## What you have to do
Extract the lines from the first line of the records below through the line containing "I'm upgrading the", inclusive, and reproduce them exactly as written.

·····

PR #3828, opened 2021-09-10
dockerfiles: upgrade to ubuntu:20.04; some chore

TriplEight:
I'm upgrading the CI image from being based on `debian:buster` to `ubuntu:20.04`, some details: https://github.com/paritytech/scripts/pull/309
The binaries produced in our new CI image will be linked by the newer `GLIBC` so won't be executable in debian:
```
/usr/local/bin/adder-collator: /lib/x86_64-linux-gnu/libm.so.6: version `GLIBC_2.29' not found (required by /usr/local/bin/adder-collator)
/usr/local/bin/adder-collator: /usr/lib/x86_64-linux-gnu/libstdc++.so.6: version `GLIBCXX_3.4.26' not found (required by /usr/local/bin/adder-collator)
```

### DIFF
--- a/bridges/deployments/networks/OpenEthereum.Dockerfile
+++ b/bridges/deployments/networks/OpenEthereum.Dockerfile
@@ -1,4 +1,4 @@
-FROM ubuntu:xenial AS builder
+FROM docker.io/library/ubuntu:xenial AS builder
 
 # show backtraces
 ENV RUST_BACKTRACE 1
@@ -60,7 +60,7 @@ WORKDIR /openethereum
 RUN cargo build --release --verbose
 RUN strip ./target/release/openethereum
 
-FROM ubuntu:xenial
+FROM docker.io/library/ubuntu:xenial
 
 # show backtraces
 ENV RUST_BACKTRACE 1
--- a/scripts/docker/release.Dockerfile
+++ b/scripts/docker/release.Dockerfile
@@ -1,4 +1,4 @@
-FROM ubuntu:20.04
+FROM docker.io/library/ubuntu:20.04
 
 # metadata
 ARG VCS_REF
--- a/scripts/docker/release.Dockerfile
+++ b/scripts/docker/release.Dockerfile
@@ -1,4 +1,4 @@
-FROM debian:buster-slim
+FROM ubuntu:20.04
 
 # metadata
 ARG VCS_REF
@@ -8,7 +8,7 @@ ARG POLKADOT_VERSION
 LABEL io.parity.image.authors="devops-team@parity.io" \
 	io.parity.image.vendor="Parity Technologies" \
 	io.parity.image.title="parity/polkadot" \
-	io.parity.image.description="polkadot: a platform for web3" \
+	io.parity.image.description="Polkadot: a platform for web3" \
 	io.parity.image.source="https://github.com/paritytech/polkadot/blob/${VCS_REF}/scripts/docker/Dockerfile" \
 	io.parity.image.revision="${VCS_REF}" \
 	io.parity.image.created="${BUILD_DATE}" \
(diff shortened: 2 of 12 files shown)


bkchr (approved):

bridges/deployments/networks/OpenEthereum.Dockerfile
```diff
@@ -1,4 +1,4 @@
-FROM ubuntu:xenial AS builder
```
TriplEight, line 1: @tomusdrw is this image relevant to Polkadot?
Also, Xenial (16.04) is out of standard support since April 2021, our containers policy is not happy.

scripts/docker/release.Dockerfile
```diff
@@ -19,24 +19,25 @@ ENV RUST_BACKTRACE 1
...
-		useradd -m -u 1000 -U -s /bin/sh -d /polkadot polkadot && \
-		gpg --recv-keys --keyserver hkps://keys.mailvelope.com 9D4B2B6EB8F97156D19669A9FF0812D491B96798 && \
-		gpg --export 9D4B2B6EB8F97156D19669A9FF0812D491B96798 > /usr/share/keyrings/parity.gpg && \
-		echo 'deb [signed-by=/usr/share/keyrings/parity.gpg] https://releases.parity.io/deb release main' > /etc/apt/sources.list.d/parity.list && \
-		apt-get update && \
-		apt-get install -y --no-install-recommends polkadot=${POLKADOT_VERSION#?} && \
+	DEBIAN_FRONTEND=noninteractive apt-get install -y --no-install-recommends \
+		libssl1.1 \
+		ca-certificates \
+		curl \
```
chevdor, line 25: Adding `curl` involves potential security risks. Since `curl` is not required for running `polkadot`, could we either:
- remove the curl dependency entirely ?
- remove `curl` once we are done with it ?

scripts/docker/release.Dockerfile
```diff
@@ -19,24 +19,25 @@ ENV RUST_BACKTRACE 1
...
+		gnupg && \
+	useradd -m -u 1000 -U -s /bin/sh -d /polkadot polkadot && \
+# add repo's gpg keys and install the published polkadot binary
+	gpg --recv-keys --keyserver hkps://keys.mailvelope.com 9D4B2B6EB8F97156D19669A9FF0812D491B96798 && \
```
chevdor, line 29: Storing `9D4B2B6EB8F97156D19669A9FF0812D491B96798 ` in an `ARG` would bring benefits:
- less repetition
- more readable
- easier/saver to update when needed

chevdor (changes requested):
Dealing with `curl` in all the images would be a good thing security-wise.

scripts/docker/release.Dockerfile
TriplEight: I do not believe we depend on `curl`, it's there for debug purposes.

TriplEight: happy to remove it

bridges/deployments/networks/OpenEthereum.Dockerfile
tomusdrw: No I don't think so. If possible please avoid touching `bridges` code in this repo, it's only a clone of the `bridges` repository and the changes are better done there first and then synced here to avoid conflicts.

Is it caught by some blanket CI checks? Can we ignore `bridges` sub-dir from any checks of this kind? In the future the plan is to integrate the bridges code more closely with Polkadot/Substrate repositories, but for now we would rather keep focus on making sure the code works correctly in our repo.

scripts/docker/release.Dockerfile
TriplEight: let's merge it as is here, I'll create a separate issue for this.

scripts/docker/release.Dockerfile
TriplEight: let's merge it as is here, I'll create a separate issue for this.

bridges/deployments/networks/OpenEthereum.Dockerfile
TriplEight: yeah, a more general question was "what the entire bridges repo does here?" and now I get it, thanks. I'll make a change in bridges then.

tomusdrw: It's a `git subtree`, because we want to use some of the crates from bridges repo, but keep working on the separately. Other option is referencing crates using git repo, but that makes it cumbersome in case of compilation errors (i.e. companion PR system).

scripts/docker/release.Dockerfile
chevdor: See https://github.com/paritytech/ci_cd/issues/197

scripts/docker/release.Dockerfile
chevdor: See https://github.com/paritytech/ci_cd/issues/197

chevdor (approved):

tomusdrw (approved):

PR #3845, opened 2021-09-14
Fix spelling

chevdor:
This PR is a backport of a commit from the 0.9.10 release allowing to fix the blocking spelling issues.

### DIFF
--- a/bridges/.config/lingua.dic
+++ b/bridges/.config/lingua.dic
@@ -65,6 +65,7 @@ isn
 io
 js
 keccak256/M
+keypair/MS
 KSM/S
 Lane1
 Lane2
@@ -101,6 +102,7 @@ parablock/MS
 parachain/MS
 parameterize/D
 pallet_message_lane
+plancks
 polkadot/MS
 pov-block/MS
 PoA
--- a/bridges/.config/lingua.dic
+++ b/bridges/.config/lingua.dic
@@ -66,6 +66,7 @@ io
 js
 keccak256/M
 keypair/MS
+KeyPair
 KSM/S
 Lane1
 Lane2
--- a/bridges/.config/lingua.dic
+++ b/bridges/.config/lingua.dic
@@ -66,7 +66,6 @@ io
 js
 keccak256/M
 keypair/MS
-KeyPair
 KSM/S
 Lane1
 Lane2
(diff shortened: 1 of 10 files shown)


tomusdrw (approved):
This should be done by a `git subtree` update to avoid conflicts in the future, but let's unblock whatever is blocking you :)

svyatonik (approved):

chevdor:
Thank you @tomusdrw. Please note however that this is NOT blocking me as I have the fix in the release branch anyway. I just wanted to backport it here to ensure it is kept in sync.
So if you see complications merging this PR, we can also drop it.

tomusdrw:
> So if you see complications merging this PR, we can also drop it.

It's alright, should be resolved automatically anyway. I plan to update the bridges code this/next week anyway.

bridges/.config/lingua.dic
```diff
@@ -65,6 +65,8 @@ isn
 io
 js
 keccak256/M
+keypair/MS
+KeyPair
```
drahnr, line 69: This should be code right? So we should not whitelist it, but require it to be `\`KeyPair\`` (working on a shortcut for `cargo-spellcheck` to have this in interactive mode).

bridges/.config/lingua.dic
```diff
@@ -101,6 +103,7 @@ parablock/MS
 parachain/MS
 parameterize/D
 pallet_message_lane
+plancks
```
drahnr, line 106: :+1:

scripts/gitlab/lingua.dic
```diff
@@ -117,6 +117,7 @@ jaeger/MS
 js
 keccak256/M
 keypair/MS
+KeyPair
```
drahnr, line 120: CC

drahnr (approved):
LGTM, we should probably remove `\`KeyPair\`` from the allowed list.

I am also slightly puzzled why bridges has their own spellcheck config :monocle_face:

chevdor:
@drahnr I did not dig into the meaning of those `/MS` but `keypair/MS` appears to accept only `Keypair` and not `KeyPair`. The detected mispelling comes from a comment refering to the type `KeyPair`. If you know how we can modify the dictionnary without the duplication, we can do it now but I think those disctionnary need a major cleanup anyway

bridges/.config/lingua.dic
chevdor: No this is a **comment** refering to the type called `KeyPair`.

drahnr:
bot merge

·····

## Problem solution
PR #3828, opened 2021-09-10
dockerfiles: upgrade to ubuntu:20.04; some chore

TriplEight:
I'm upgrading the CI image from being based on `debian:buster` to `ubuntu:20.04`, some details: https://github.com/paritytech/scripts/pull/309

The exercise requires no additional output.